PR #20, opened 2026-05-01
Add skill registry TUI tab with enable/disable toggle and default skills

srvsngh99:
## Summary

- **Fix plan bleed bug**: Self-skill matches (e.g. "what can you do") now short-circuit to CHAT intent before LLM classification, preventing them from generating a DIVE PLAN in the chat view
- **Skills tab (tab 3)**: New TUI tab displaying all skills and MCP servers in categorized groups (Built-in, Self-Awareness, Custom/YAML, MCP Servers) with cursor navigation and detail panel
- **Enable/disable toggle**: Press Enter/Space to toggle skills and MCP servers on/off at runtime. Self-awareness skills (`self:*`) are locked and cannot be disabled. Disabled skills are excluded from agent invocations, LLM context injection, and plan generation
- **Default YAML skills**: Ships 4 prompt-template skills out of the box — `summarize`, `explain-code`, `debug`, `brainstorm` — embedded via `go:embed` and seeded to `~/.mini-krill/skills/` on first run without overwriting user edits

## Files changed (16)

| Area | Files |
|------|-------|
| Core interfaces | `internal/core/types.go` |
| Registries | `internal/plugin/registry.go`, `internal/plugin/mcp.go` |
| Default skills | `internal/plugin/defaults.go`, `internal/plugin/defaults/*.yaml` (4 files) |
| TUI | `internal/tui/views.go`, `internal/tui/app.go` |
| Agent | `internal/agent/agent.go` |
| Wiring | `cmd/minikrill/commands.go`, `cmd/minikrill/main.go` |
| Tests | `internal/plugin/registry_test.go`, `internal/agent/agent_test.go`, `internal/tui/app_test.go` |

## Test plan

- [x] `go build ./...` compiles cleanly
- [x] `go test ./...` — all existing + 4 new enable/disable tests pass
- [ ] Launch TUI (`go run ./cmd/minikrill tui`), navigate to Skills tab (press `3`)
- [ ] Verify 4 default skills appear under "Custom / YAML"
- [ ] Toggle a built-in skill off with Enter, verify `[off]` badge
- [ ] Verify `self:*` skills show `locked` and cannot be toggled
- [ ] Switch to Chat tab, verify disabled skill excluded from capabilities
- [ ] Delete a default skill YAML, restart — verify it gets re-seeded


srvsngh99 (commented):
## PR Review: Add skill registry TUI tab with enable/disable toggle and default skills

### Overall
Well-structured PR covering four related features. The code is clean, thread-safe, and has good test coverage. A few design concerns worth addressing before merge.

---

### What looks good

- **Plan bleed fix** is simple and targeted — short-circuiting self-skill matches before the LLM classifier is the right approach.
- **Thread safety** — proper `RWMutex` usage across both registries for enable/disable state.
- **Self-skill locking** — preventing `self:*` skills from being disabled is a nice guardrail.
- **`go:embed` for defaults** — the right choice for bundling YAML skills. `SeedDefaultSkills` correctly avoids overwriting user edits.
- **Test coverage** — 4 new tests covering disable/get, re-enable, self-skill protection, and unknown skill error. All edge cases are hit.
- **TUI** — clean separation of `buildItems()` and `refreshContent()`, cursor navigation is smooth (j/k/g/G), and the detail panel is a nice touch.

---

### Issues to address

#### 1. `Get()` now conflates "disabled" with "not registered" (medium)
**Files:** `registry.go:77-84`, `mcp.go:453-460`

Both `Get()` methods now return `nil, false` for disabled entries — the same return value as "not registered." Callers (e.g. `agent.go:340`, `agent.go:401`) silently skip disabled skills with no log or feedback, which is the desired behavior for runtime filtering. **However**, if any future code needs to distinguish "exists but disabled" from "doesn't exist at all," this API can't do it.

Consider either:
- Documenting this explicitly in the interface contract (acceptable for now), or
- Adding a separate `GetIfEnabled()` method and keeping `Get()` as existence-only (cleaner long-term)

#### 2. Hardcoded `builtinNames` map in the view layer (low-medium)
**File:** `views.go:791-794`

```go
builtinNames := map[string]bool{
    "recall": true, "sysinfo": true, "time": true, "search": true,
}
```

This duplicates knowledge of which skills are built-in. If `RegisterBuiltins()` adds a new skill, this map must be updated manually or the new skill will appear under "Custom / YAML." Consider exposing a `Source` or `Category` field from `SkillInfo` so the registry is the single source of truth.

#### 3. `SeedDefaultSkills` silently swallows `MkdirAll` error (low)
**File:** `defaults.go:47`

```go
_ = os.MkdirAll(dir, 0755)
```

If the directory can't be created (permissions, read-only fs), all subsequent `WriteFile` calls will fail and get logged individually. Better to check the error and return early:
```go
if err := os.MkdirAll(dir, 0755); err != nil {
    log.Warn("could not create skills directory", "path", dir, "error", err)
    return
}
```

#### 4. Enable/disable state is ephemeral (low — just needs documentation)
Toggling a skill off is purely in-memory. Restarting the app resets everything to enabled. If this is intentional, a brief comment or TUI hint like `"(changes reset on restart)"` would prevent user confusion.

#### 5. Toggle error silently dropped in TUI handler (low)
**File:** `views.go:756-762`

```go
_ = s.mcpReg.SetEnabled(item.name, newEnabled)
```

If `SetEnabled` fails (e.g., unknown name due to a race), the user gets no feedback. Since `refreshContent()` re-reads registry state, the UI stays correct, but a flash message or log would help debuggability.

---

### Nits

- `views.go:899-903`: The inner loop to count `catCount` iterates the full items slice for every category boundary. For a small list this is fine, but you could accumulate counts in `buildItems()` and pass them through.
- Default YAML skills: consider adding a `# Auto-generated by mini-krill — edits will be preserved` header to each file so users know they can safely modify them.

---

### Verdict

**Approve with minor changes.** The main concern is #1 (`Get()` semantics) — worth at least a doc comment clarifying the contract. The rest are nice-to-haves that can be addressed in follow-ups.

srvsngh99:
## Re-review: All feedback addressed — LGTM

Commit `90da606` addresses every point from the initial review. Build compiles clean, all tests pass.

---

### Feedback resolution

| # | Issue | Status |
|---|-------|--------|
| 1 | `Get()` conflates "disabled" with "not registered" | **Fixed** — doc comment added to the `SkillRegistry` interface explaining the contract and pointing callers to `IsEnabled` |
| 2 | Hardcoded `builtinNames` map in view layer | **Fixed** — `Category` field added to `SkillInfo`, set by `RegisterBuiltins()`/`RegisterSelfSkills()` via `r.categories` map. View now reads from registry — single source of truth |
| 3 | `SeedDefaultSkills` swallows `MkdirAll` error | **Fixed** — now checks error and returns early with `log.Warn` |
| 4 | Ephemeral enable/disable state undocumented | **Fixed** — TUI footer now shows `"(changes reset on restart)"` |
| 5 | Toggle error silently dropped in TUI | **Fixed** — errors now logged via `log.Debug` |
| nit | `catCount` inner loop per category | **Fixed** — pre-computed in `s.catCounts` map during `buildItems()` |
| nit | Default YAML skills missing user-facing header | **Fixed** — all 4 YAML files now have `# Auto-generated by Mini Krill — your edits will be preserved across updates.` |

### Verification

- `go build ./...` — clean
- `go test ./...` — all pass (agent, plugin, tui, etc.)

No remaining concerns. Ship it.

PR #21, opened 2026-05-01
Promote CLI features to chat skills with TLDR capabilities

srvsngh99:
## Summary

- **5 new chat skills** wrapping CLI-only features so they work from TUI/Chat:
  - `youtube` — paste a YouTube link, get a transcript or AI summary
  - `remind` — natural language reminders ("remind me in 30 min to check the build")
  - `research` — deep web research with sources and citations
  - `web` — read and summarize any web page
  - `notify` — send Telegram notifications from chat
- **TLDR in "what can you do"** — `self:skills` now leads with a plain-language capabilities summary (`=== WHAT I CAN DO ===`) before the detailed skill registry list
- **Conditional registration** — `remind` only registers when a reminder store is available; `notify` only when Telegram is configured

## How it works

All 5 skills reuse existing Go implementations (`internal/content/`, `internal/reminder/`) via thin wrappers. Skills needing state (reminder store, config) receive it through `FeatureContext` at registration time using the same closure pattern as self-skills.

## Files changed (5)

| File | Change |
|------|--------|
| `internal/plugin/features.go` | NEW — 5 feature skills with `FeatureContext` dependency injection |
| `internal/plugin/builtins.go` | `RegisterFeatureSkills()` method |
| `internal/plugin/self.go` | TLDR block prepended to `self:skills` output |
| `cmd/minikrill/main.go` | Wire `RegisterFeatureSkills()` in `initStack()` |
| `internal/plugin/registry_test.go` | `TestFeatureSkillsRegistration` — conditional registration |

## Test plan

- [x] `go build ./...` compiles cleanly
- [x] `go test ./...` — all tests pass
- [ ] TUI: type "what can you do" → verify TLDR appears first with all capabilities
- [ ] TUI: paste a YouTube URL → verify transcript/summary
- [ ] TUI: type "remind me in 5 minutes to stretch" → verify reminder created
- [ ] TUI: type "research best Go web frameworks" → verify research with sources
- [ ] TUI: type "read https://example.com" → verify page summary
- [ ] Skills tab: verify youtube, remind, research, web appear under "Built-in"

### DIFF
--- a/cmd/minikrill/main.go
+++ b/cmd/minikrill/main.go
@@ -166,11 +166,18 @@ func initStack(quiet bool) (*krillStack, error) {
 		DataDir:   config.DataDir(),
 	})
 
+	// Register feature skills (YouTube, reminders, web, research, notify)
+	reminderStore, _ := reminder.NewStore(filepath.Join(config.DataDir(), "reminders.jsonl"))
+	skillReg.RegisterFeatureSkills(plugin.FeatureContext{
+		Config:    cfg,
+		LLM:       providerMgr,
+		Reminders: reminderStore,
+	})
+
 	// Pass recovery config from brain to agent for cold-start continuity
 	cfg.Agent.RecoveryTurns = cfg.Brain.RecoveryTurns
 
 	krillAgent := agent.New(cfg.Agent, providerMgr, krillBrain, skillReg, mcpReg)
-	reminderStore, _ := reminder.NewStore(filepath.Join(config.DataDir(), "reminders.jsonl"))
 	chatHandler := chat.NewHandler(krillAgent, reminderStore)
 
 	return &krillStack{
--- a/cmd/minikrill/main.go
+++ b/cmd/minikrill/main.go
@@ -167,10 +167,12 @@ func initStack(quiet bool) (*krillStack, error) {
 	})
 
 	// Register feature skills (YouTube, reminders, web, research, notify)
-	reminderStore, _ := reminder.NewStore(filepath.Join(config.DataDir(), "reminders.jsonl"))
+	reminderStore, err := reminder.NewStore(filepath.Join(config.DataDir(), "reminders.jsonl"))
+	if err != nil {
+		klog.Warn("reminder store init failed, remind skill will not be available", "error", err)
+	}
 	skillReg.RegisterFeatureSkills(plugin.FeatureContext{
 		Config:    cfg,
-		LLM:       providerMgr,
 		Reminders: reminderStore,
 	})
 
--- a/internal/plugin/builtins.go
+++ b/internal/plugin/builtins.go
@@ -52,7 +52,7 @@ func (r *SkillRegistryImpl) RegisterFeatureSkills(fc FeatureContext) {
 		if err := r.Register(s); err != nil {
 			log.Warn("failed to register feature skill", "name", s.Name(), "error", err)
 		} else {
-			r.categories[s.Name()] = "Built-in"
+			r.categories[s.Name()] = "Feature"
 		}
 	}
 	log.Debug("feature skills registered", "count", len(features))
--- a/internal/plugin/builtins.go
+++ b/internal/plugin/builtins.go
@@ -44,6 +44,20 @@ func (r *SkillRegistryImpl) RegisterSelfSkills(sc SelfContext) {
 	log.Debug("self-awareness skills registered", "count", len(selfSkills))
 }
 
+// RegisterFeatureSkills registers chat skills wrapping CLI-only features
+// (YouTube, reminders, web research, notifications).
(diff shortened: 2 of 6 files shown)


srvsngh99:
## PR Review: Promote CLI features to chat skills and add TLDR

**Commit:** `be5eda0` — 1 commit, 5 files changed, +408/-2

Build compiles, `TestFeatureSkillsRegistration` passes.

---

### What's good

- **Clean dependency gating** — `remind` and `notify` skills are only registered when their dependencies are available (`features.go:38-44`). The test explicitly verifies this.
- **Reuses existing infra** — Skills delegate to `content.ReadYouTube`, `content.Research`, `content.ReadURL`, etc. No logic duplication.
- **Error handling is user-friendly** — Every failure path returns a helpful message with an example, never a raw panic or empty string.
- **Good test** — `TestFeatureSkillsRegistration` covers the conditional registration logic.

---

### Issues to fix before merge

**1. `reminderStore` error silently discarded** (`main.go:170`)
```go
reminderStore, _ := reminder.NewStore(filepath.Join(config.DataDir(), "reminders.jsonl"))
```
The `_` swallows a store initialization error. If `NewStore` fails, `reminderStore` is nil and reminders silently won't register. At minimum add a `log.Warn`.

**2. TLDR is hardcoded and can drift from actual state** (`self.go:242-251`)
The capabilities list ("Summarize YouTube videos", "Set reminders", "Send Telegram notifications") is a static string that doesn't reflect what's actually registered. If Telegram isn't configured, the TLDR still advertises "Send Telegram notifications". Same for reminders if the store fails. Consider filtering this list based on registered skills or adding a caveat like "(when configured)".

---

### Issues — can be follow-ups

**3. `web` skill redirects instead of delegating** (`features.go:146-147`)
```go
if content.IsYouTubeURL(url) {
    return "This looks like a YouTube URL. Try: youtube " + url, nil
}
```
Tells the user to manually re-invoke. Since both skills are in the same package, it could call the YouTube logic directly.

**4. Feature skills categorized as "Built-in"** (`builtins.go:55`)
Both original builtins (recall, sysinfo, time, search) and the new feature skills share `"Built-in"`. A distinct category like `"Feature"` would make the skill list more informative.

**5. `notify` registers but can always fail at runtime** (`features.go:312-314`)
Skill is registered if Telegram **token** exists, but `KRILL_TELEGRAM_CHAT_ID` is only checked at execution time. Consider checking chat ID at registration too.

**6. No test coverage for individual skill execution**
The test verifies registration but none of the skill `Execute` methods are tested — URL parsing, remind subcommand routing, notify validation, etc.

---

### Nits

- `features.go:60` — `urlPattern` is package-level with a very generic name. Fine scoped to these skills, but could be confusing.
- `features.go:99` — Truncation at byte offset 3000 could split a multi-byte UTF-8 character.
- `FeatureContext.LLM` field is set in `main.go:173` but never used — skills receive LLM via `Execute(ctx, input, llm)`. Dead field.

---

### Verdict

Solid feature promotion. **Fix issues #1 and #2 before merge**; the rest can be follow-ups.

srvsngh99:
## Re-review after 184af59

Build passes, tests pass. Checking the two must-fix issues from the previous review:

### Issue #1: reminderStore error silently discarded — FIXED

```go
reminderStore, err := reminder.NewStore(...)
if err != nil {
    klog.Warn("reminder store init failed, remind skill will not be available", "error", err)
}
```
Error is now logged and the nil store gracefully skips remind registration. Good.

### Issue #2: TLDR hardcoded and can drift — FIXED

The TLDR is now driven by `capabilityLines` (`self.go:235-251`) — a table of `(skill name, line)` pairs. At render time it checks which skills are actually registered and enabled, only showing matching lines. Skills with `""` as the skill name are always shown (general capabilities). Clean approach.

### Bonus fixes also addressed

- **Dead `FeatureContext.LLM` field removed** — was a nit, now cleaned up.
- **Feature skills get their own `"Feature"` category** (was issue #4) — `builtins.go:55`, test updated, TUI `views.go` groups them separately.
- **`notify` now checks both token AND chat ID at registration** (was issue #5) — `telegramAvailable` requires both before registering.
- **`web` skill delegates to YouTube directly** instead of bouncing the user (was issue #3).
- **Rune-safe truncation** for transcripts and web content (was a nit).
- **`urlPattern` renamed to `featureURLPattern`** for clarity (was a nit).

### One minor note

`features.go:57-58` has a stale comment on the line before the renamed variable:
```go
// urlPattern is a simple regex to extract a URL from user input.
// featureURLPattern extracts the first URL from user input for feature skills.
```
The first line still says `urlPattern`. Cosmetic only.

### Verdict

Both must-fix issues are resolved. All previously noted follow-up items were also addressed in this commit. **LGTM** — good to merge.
-=-=-
Above are the entries. Copy exactly the part that opens with the line containing "cannot be toggled" and closes with the line containing "- **Plan bleed", and no more.

▸ **WRITTEN REPLY**
- [ ] Verify `self:*` skills show `locked` and cannot be toggled
- [ ] Switch to Chat tab, verify disabled skill excluded from capabilities
- [ ] Delete a default skill YAML, restart — verify it gets re-seeded


srvsngh99 (commented):
## PR Review: Add skill registry TUI tab with enable/disable toggle and default skills

### Overall
Well-structured PR covering four related features. The code is clean, thread-safe, and has good test coverage. A few design concerns worth addressing before merge.

---

### What looks good

- **Plan bleed fix** is simple and targeted — short-circuiting self-skill matches before the LLM classifier is the right approach.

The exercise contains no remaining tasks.